Hello everyone. To gain background knowlegde for my following rant, please read this article (the source of making Dan go into one of his creatively hilarious tirades)
http://health.msn.com/reports/obesity/articlepage.aspx?cp-documentid=100169605&GT1=10412

This topic came to me last Tuesday when I was assigned to read and respond to an essay about fat kids suing the fast food industry in one of my literature classes. The essay, Don’t Blame the Eater, was written by a previous fat kid who grew into a healthy adult David Zinczencko. I didn’t really think much of the essay, other than Zinczenko clearly doesn’t understand the fact that fast food isn’t solely to blame for ALL of America’s health problems (because obesity apparently leads to every disease known, excluding anorexia and bulimia) Anyway, Zinczencko was arguing that fast food is to blame and the lawsuits are just. Fortunately for these kids I am not a lawyer, because I would counter sue them on behalf of the fast food industry for being lazy.
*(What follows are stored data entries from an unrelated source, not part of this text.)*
PR #3246, opened 2019-10-22
fix(gcb): process spel in gcb build definition artifact

maggieneterval:
Closes https://github.com/spinnaker/spinnaker/issues/5051


maggieneterval:
Don't look at this yet, I broke your lovely tests!

PR #3249, opened 2019-10-23
fix(conditions): invalid stageEnabled expressions disable stage

asher:


erikmunson:
love it 🙏 

separately, do you think that this expression evaluation should respect the 'fail stage on failed expressions' setting?

asher:
@erikmunson Failing (instead of skipping) on an invalid conditional expression if the option to do so is enabled is the right thing to do, but going to leave it as a follow-up. I initially attempted to rethrow an `InvalidExpression` exception from `OptionalStageSupport` if there's an invalid expression only to discover that doing so results in a zombie pipeline left in a "running" state every time. Treading lightly for now until I have time to fully go down the rabbit hole.

erikmunson:
ack, this is _far far_ better than the existing behavior either way.

PR #3252, opened 2019-10-23
feat(orchestration): Allow sibling stages to continue on FAILED_CONTINUE

marchello2000:
Normally, if a synthetic child stage fails with `FAILED_CONTINUE` the `CompleteStageHandler`
will propagate the `FAILED_CONTINUE` status to the parent. This will prevent all subsequent
sibling stages from executing.
This change allows for an option (similar to Tasks) to continue execution even when a
child stage has a `status=FAILED_CONTINUE`

This option can only be set on a stage that is a synthetic child.
This is needed for Monitored Deploy where we want to allow the deploy to proceed even if the
monitoring fails

### DIFF
--- a/orca-core/src/main/java/com/netflix/spinnaker/orca/pipeline/model/StageContext.java
+++ b/orca-core/src/main/java/com/netflix/spinnaker/orca/pipeline/model/StageContext.java
@@ -64,6 +64,16 @@ public class StageContext extends ForwardingMap<String, Object> {
     }
   }
 
+  /**
+   * Get a value from the current context ONLY - never looking at the ancestors' outputs
+   *
+   * @param key The key to look
+   * @param defaultValue default value to return if key is not present
+   * @return value or null if not present
+   */
+  Object getCurrentOnly(@Nullable Object key, Object defaultValue) {
+    return super.getOrDefault(key, defaultValue);
+  }
   /*
    * Gets all objects matching 'key', sorted by proximity to the current stage.
    * If the key exists in the current context, it will be the first element returned
--- a/orca-queue/src/main/kotlin/com/netflix/spinnaker/orca/q/handler/CompleteStageHandler.kt
+++ b/orca-queue/src/main/kotlin/com/netflix/spinnaker/orca/q/handler/CompleteStageHandler.kt
@@ -142,7 +142,7 @@ class CompleteStageHandler(
 
         // When a synthetic stage ends with FAILED_CONTINUE, propagate that status up to the stage's
         // parent so that no more of the parent's synthetic children will run.
-        if (stage.status == FAILED_CONTINUE && stage.syntheticStageOwner != null) {
+        if (stage.status == FAILED_CONTINUE && stage.syntheticStageOwner != null && !stage.allowSiblingStagesToContinueOnFailure) {
           queue.push(message.copy(stageId = stage.parentStageId!!))
         } else if (stage.status in listOf(SUCCEEDED, FAILED_CONTINUE, SKIPPED)) {
           stage.startNext()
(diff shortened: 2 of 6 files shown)


orca-queue/src/main/kotlin/com/netflix/spinnaker/orca/q/handler/CompleteStageHandler.kt
```diff
@@ -142,7 +142,7 @@ class CompleteStageHandler(
 
         // When a synthetic stage ends with FAILED_CONTINUE, propagate that status up to the stage's
         // parent so that no more of the parent's synthetic children will run.
-        if (stage.status == FAILED_CONTINUE && stage.syntheticStageOwner != null) {
+        if (stage.status == FAILED_CONTINUE && stage.syntheticStageOwner != null && stage.allowSiblingStagesToContinueOnFailure) {
```
ajordens: Shouldn't this be `!stage.allow...`? (based on the comment of not wanting to propagate up to the parent if siblings are allowed to run)

orca-core/src/main/java/com/netflix/spinnaker/orca/pipeline/model/StageContext.java
```diff
@@ -64,6 +64,16 @@ public Object get(@Nullable Object key) {
...
   }
 
+  /**
+   * Get a value from the current context ONLY - never looking at the ancestors' outputs
+   *
+   * @param key The key to look
+   * @param defaultValue default value to return if key is not present
+   * @return value or null if not present
+   */
+  Object getCurrentOnly(@Nullable Object key, Object defaultValue) {
```
ajordens: Not sure how I feel about `getCurrentOnly` vs overloading `get()` -- will let someone else weigh in.

orca-queue/src/main/kotlin/com/netflix/spinnaker/orca/q/handler/CompleteStageHandler.kt
marchello2000: Yes, thank you! change the name of the var last minute that inverted the meaning and forgot to update this. i guess i should find and update tests for this

orca-core/src/main/java/com/netflix/spinnaker/orca/pipeline/model/StageContext.java
marchello2000: you mean something like 
```
public Object get(@Nullable Object key, Object defaultValue, boolean localOnly)
```
?

orca-queue/src/main/kotlin/com/netflix/spinnaker/orca/q/handler/CompleteStageHandler.kt
marchello2000: oh, look, the existing tests caught it... fixed up and added a new test

orca-core/src/main/java/com/netflix/spinnaker/orca/pipeline/model/StageContext.java
jeyrschabu: +1 on overloading `get(...)`

marchello2000: Just curious, why?

I think
```
stage.context.getCurrentOnly("someValue", false);
```

is more descriptive than:
```
stage.context.get("someValue", false, true);
```

jeyrschabu: get() because the context is a map. Matter of preference.

marchello2000: I hear you. This area has caused some confusion in the past (where something comes from in the context) so I am more inclined to make this very explicit

marchello2000:
Going to merge this because there are teams blocked on this. If you have feedback please give it to me and I will incorporate

PR #3255, opened 2019-10-25
fix(monitored deploy): add deploymentId parameter

marchello2000:
Monitors need an ability to correlate calls to their API.
This adds a `deploymentId` parameter to all requests (which is really the `stageId` for the `createServerGroup` stage)
This allows the monitor to correlate e.g. `evaluateHealth @ 20%` and `evaluateHealth @ 50%` to the same cluster
Especially if multiple shards are deployed in the same pipeline

### DIFF
--- a/orca-deploymentmonitor/src/main/java/com/netflix/spinnaker/orca/deploymentmonitor/models/RequestBase.java
+++ b/orca-deploymentmonitor/src/main/java/com/netflix/spinnaker/orca/deploymentmonitor/models/RequestBase.java
@@ -16,20 +16,59 @@
 
 package com.netflix.spinnaker.orca.deploymentmonitor.models;
 
+import com.netflix.spinnaker.orca.deploymentmonitor.DeploymentMonitorService;
 import com.netflix.spinnaker.orca.pipeline.model.Stage;
 import java.util.Map;
 import lombok.Data;
 
 @Data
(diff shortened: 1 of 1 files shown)


orca-deploymentmonitor/src/main/java/com/netflix/spinnaker/orca/deploymentmonitor/models/RequestBase.java
```diff
@@ -42,6 +81,7 @@ protected void fromStage(Stage stage) {
     application = stage.getExecution().getApplication();
     executionId = stage.getExecution().getId();
     stageId = stage.getId();
+    deploymentId = stage.getParentStageId();
```
dreynaud: does stage id actually identify a deployment? Why not execution id?

marchello2000: The `createServerGroup` (parent) stage does - `executionId` is already there but it doesn't work when the same pipeline has multiple deploy stages. `createServerGroup` works because even if a deploy stage deploys N clusters there will be N `createServerGroup` stages and all steps will be their children

gal-yardeni:
Thanks for adding the comments @marchello2000 , super helpful!

PR #3258, opened 2019-10-25
fix(dependent pipelines): failure to trigger a dependend pipeline shouldn't affect others

marchello2000:
Failure in planning a, say, a single v2 templated pipeline will cause no dependent pipelines to start.
This is due to exception not being localized to each individual pipeline

### DIFF
--- a/orca-front50/src/main/groovy/com/netflix/spinnaker/orca/front50/spring/DependentPipelineExecutionListener.groovy
+++ b/orca-front50/src/main/groovy/com/netflix/spinnaker/orca/front50/spring/DependentPipelineExecutionListener.groovy
@@ -74,37 +74,52 @@ class DependentPipelineExecutionListener implements ExecutionListener {
       // Resolve templated pipelines if enabled.
       allPipelines = allPipelines.collect { pipeline ->
        if (V2Util.isV2Pipeline(pipeline)) {
-         return V2Util.planPipeline(contextParameterProcessor, executionPreprocessors, pipeline)
+         try {
+           return V2Util.planPipeline(contextParameterProcessor, executionPreprocessors, pipeline)
+         } catch (Exception e) {
+           log.error("Failed to plan V2 templated pipeline {}", pipeline.getOrDefault("id", "<UNKNOWN ID>"), e)
+           return null
+         }
        } else {
          return pipeline
        }
-      }
+      }.findAll({ pipeline ->
+        pipeline != null
+      })
     }
 
-    allPipelines.findAll { !it.disabled }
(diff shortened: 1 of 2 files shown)


orca-front50/src/main/groovy/com/netflix/spinnaker/orca/front50/spring/DependentPipelineExecutionListener.groovy
```diff
@@ -74,37 +74,52 @@ class DependentPipelineExecutionListener implements ExecutionListener {
...
+           return V2Util.planPipeline(contextParameterProcessor, executionPreprocessors, pipeline)
+         } catch (Exception e) {
+           log.error("Failed to plan V2 templated pipeline {}", pipeline.getOrDefault("id", "<UNKNOWN ID>"), e)
+           return null
+         }
        } else {
          return pipeline
        }
-      }
+      }.findAll({ pipeline ->
```
marchello2000: oh, i don't need this anymore...

orca-front50/src/main/groovy/com/netflix/spinnaker/orca/front50/spring/DependentPipelineExecutionListener.groovy
```diff
@@ -74,37 +74,50 @@ class DependentPipelineExecutionListener implements ExecutionListener {
       // Resolve templated pipelines if enabled.
       allPipelines = allPipelines.collect { pipeline ->
        if (V2Util.isV2Pipeline(pipeline)) {
-         return V2Util.planPipeline(contextParameterProcessor, executionPreprocessors, pipeline)
+         try {
+           return V2Util.planPipeline(contextParameterProcessor, executionPreprocessors, pipeline)
+         } catch (Exception e) {
+           log.error("Failed to plan V2 templated pipeline {}", pipeline.getOrDefault("id", "<UNKNOWN ID>"), e)
```
marchello2000: should prob add a metric for this? what do you think @dreynaud ?

marchello2000: thought unless it's on the dashboard noone will look at it.. 🤷‍♂

dreynaud: I don't think there's necessarily a lot of value in throwing that on a dashboard. Is it a page-able offense though? If yes it deserves a metric, otherwise let's keep it in logs

PR #3270, opened 2019-10-31
fix(cloudformation): Support Cloudformation templates as lists

jervi:
Something has changed between Spinnaker 1.15.6 and 1.16.0 with regard to how Cloudformation templates entered into the inline editor in Deck are parsed. Updating Orca to account for this change.


jervi:

jervi:

PR #3271, opened 2019-10-31
fix(plugins): Remove unnecessary code

robzienert:
* I bashed my head against the wall a little too much on the `SimpleStage` implementation: There's a lot of assumptions made that certain properties are non-null or off a certain type, but the generic type constraints do not enforce anything. I added `Optional` around the use of the problem properties, but didn't bother to harden the generic types or the handling of them - I'm not yet sure what I want to do with this.
* Removed unnecessary creation of `ObjectMapper` in `SimpleTask`.
* Removed `PluginManager` from the `StageResolver`.

### DIFF
--- a/orca-core/src/main/java/com/netflix/spinnaker/orca/pipeline/SimpleTask.java
+++ b/orca-core/src/main/java/com/netflix/spinnaker/orca/pipeline/SimpleTask.java
@@ -23,15 +23,13 @@ import com.netflix.spinnaker.orca.TaskResult;
 import com.netflix.spinnaker.orca.api.SimpleStage;
 import com.netflix.spinnaker.orca.api.SimpleStageInput;
 import com.netflix.spinnaker.orca.api.SimpleStageOutput;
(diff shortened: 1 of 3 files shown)


orca-core/src/main/java/com/netflix/spinnaker/orca/pipeline/SimpleTask.java
```diff
@@ -23,15 +23,13 @@
...
 import com.netflix.spinnaker.orca.jackson.OrcaObjectMapper;
 import com.netflix.spinnaker.orca.pipeline.model.Stage;
 import java.lang.reflect.Method;
 import java.lang.reflect.Type;
 import java.lang.reflect.TypeVariable;
-import java.util.Arrays;
-import java.util.HashMap;
-import java.util.List;
-import java.util.Map;
+import java.util.*;
```
srekapalli: Minor: wildcard imports above.

PR #3273, opened 2019-11-02
feat(expressions): add ability to query expression capabilities

marchello2000:
This will be used by `deck` to provide nice auto-complete for end-users typing out SpEL expressions

The endpoint (`/capabilities/expression`) will return
* a list of supported expression spel evaluators (currently v3 only)
* a list of functions and their descriptions&parameters so that `deck` can consume in autocomplete lists
  Note: all functions (including those from the plugins will be returned)
  Also note that implied `Execution` parameters will be stripped as they are not needed for the end-user to understand

Here is an example response:
```
{
  "functions": [
    {
      "name": "stage",
      "description": "Locates a stage by name",
      "parameters": [
        {
          "name": "idOrName",
          "description": "The name or id of the stage to find",
          "type": "String"
        }
      ],
      "documentation": {
        "documentation": "The most common use of this function is to check if a particular stage has succeeded or failed, but it can also be used to retrieve any information about a stage.",
        "examples": [
          {
            "usage": "#stage('bake').hasSucceeded",
            "description": "Returns true if the stage with the name `bake` has succeeded"
          },
          {
            "usage": "#stage('bake').hasFailed",
            "description": "Returns true if the stage with the name `bake` has failed"
          }
        ]
      }
    },
    ...
  ]
  "spelEvaluators": [
    {
      "versionKey": "v3",
      "description": "some description"
    }
  ]
}
```

Depends on https://github.com/spinnaker/kork/pull/410 and co-exists with `gate` PR which is TBD


marchello2000:
will need to wait for kork bump to merge

orca-core/src/main/java/com/netflix/spinnaker/orca/pipeline/expressions/PipelineExpressionEvaluator.java
```diff
@@ -37,6 +37,31 @@
   public static final String SUMMARY = "expressionEvaluationSummary";
   public static final String ERROR = "Failed Expression Evaluation";
 
+  public enum SpelEvaluatorVersion {
+    V4("v4", false),
```
marchello2000: support for this is coming in a subsequent PR

orca-web/src/main/groovy/com/netflix/spinnaker/orca/controllers/CapabilitiesController.java
```diff
@@ -46,4 +55,30 @@ public CapabilitiesController(
...
+
+    for (PipelineExpressionEvaluator.SpelEvaluatorVersion spelVersion :
+        PipelineExpressionEvaluator.SpelEvaluatorVersion.values()) {
+      if (spelVersion.getIsSupported()) {
+        result.getSpelEvaluators().add(spelVersion.getKey());
+      }
+    }
+
+    return result;
+  }
```
robzienert: Should pull this logic out into a service class and write some tests for it.

emjburns:
🎩 🐇 🎆 I'm so excited about this!

orca-web/src/main/groovy/com/netflix/spinnaker/orca/controllers/CapabilitiesController.java
marchello2000: donzo

orca-deploymentmonitor/src/main/java/com/netflix/spinnaker/orca/deploymentmonitor/models/DeploymentMonitorDefinition.java
```diff
@@ -23,6 +23,7 @@
   private String id;
   private String name;
   private String supportContact;
+  private boolean isStable;
```
robzienert: Do we feel like these data classes should have docs? What are the side effects of a deployment monitor being stable or not?

marchello2000: that's a good point, it's documented here https://github.com/spinnaker/orca/blob/master/orca-deploymentmonitor/src/main/java/com/netflix/spinnaker/config/DeploymentMonitorDefinition.java but i will replicate it, or at least link to the other file

PR #3274, opened 2019-11-04
feat(terminal-retry): Retry terminal monitor kato tasks with dynamic back off

jonsie:


orca-clouddriver/src/main/groovy/com/netflix/spinnaker/orca/clouddriver/tasks/MonitorKatoTask.groovy
```diff
@@ -178,12 +180,36 @@ class MonitorKatoTask implements RetryableTask, CloudProviderAware {
...
 
     TaskResult.builder(status).context(outputs).build()
   }
 
+  private boolean terminalRetryCondition(Stage stage, Task katoTask, ExecutionStatus status) {
+    return (
+      status == ExecutionStatus.TERMINAL
+      && katoTask.status.retryable
+      && dynamicConfigService.isEnabled("tasks.monitor-kato-task.terminal-retries", true)
+      && (stage.context."kato.task.terminalRetryCount" as Integer) < dynamicConfigService.getConfig(
```
jonsie: Instead of `tasks.monitor-kato-task.saga-retries` I change this to `tasks.monitor-kato-task.terminal-retries` as I didn't want Orca referring to anything implementation specific on the CloudDriver side.

orca-clouddriver/src/main/groovy/com/netflix/spinnaker/orca/clouddriver/tasks/MonitorKatoTask.groovy
```diff
@@ -115,15 +125,17 @@ class MonitorKatoTask implements RetryableTask, CloudProviderAware {
...
       'kato.task.firstNotFoundRetry': -1L,
-      'kato.task.notFoundRetryCount': 0
+      'kato.task.notFoundRetryCount': 0,
+      'kato.task.lastStatus': status
     ] as Map<String, ?>
 
+    if (status != ExecutionStatus.TERMINAL && status != ExecutionStatus.SUCCEEDED) {
+      status = ExecutionStatus.RUNNING
+    }
+
```
marchello2000: looking at `katoStatusToTaskStatus` i don't even understand why we need this `if`... anyway, either way, you can move it back where it came from

jonsie: Yah, good point. 🤷‍♂

orca-clouddriver/src/main/groovy/com/netflix/spinnaker/orca/clouddriver/tasks/MonitorKatoTask.groovy
```diff
@@ -136,6 +148,9 @@ class MonitorKatoTask implements RetryableTask, CloudProviderAware {
       }
 
       if (stage.context."kato.task.retriedOperation" == true) {
+        Integer totalRetries = stage.context."kato.task.terminalRetryCount" as Integer
+        log.info("Completed kato task ${katoTask.id} after ${totalRetries} retries.")
```
marchello2000: i think it would be useful to spit the exception that necessitated the retries (if there was one...) here - will make our log parsing easier

marchello2000:
Can you add some 'words' to the commit description for you and me 6 months from now to remember what this was about?

orca-clouddriver/src/main/groovy/com/netflix/spinnaker/orca/clouddriver/tasks/MonitorKatoTask.groovy
```diff
@@ -71,6 +73,14 @@ class MonitorKatoTask implements RetryableTask, CloudProviderAware {
 
   long getTimeout() { 3600000L }
 
+  @Override
+  long getDynamicBackoffPeriod(Stage stage, Duration taskDuration) {
+    if ((stage.context."kato.task.lastStatus" as ExecutionStatus) == ExecutionStatus.TERMINAL) {
+      return Math.max(backoffPeriod, TimeUnit.MINUTES.toMillis(2))
+    }
+    return backoffPeriod
```
marchello2000: this is extra defensive programming Mark talking: do you think worth wrapping in `try/catch` so we never fail during task planning?
e.g.
```java
try {
    if ((stage.context."kato.task.lastStatus" as ExecutionStatus) == ExecutionStatus.TERMINAL) {
      return Math.max(backoffPeriod, TimeUnit.MINUTES.toMillis(2))
    }
} catch(e) {
  log(e)
}

return backoffPeriod
```

jonsie: I don't think that'll be necessary (famous last words).  The `if` statement should be safe.  If `stage.context."kato.task.lastStatus"` is null that'll just return false.

PR #3283, opened 2019-11-06
fix(kubernetes): fix patchBody typing depending on strategy type

maggieneterval:
Closes https://github.com/spinnaker/spinnaker/issues/5093

Corresponding Deck PR: https://github.com/spinnaker/deck/pull/7600

Clouddriver's patch operation expects Orca to send it a `patchBody` that is a list when the merge strategy is of type `json`, and a map otherwise. Prior to Spinnaker 1.15, Deck also saved the `patchBody` as either a list or map depending on merge strategy. In Spinnaker 1.15, the artifacts rewrite introduced a bug that caused the `patchBody` to be saved as a `Map` regardless of merge strategy, which broke the JSON merge strategy and Deck's YAML editor. This change:

1. Deserializes `patchBody` as an `Object`, and coerces it to a `List` to conform to the shared `ManifestContext` interface.
2. Validates that the list of patches is non-empty and that only JSON-strategy patches have more than one item in the list.
3. Sends Clouddriver the `patchBody` as a `List` when the merge strategy is of type `json`, and a `Map` otherwise.

### DIFF
--- a/orca-clouddriver/src/main/groovy/com/netflix/spinnaker/orca/clouddriver/tasks/manifest/PatchManifestContext.java
+++ b/orca-clouddriver/src/main/groovy/com/netflix/spinnaker/orca/clouddriver/tasks/manifest/PatchManifestContext.java
@@ -16,10 +16,11 @@
 
 package com.netflix.spinnaker.orca.clouddriver.tasks.manifest;
 
+import com.fasterxml.jackson.annotation.JsonProperty;
 import com.fasterxml.jackson.databind.annotation.JsonDeserialize;
 import com.fasterxml.jackson.databind.annotation.JsonPOJOBuilder;
 import com.netflix.spinnaker.kork.artifacts.model.Artifact;
-import java.util.Collections;
+import java.util.ArrayList;
 import java.util.List;
 import java.util.Map;
 import javax.annotation.Nullable;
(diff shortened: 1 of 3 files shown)


orca-clouddriver/src/main/groovy/com/netflix/spinnaker/orca/clouddriver/tasks/manifest/PatchManifestContext.java
```diff
@@ -43,10 +44,51 @@
...
+     * regardless of merge strategy, but we should handle receiving a Map from pipelines configured
+     * in 1.15 and 1.16.
+     */
+    if (patchBody == null) {
+      return null;
+    }
+    if (patchBody instanceof List) {
+      return (List) patchBody;
+    }
+    List<Map<Object, Object>> manifests = new ArrayList<>();
```
ezimanyi: This could be simplified to `ImmutableList.of((Map<Object, Object>) patchBody)`; this would of course also make the return value immutable, which might be a good side-effect.

(I tend to avoid having a function sometimes return a mutable list and sometimes an immutable one, so if you take this suggestion it might also be good to change the above return to `ImmutableList.copyOf((List) patchBody)`).

And similarly in the null case, we might want to return `ImmutableList.of()` and annotate the function `@Nonnull` to make it easier on callers, as I don't think there would ever be a real difference in meaning when this returns `null` vs. an empty list.

maggieneterval: Loooove it, thank you, updated on all counts!

maggieneterval:
@spinnakerbot :cherries: :pick: 1.17

PR #3541, opened 2020-03-23
feat(api-test): Initial scaffolding of orca-api-test harnesses

robzienert:
Initial groundwork for an Orca testkit that plugin developers can use to assert that their Orca-based plugins will work before deploying into an environment. This doesn't really provide anything meaningful, other than providing some additional in-memory variants of persistence classes that didn't exist before. 

My next step is to work on creating a test harness that will allow developers to create a `PipelineExecution` with a particular state (using `PipelineBuilder`) and step-wise assertions of Pipeline and Stage execution state.


orca-redis/src/main/java/com/netflix/spinnaker/orca/config/RedisConfiguration.java
```diff
@@ -35,6 +35,7 @@
 import rx.Scheduler;
 
 @Configuration
+@ConditionalOnProperty(value = "redis.enabled", matchIfMissing = true)
```
robzienert: This is the biggest change in this PR. We didn't have a mechanism for avoiding this configuration entirely, for whatever reason.

PR #3542, opened 2020-03-24
fix(interlink): Don't rebroadcast StartPending interlink event

marchello2000:
Previous implementation of triggering executions across peers (https://github.com/spinnaker/orca/pull/3519) had a flaw in that
the `StartPendingInterlinkEvent` would kept being rebroadcast if there are no pending executions causing an infinite stream of events until
`MessageFlagger` broke the chain.

This change makes it so that queue messages that result from processing the `StartPendingInterlinkEvent` are not rebroadcast if they aren't acted upon


marchello2000:
going to close this... this needs to be redone in some other way and will revert https://github.com/spinnaker/orca/pull/3519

The moral of this story is the essay really sucked and I basically tore it apart (hooray Dan you are so smart) Days later, this subject of American obesity had almost left my mind until I stumbled upon a news headline, The Role Relationships Play in Obesity. First, I started to read thinking this would be a great article to send as a joke to my brother who has recently gained a little weight, but as I read I couldn’t believe what I was seeing. I suddenly took pity on these fat kids. Parents are now being encouraged to tell there children to stay away from fat children. Isn’t it bad enough that these kids are made fun of, picked last in gym, and sometimes even physically harmed (think dodge balls in the face) from the other kids, now they are going to be completely ostracized. To be fair the article did say, “Make it clear that you have zero tolerance for name-calling or stereotyping of kids who are overweight or different in any other way. Help your child develop a sense of empathy for those who stand out.” HA! Because parents never thought of the “don’t call anyone names” or the “it’s ok if Jimmy has just one leg, his wheel chair is what makes him special” approaches. Right, I am totally trusting kids to be especially nice to the fat kids now that their parents are telling them that fat people are just as bad to hang around with as drugs addicts. As the article says, “It's common for kids, especially as they grow into teens, to be influenced by their friends and peers. What "everyone else" is doing can also influence their choices when it comes to behaviors like smoking, drinking, drug use, and even what kind of food they eat when they're together.”
WHAT IS GOING ON?!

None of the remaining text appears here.